RECORDS PROVIDED ->
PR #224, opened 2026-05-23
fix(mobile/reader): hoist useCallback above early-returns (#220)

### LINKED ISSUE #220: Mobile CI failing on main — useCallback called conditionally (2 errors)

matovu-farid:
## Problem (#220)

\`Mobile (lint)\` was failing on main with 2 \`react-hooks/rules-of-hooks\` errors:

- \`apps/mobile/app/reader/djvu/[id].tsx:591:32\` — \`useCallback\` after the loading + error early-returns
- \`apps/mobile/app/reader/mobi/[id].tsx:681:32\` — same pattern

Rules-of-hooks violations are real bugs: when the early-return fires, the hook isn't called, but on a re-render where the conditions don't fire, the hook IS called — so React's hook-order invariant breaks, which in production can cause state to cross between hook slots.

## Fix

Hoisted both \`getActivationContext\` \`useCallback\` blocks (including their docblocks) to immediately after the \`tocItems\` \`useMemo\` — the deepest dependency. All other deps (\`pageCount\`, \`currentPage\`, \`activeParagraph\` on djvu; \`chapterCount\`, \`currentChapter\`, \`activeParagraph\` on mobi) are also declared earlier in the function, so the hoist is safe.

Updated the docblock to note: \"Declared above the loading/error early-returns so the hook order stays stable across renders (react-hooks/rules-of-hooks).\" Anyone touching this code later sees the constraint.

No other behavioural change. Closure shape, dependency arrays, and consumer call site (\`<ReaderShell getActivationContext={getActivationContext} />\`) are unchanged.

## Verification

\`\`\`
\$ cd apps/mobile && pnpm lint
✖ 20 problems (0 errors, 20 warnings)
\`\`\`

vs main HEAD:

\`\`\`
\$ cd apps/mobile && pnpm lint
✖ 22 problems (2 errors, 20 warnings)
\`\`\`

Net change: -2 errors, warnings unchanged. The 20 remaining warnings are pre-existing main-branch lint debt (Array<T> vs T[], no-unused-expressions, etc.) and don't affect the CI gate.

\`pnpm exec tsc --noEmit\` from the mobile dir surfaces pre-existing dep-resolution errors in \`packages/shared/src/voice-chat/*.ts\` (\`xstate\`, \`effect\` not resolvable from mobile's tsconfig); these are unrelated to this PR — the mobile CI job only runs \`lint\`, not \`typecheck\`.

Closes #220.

AIM OF THE TASK ->
Begin at the top of the records above and quote each line exactly, ending with the line that contains "was failing on".

THE ANSWER ->
PR #224, opened 2026-05-23
fix(mobile/reader): hoist useCallback above early-returns (#220)

### LINKED ISSUE #220: Mobile CI failing on main — useCallback called conditionally (2 errors)

matovu-farid:
## Problem (#220)

\`Mobile (lint)\` was failing on main with 2 \`react-hooks/rules-of-hooks\` errors:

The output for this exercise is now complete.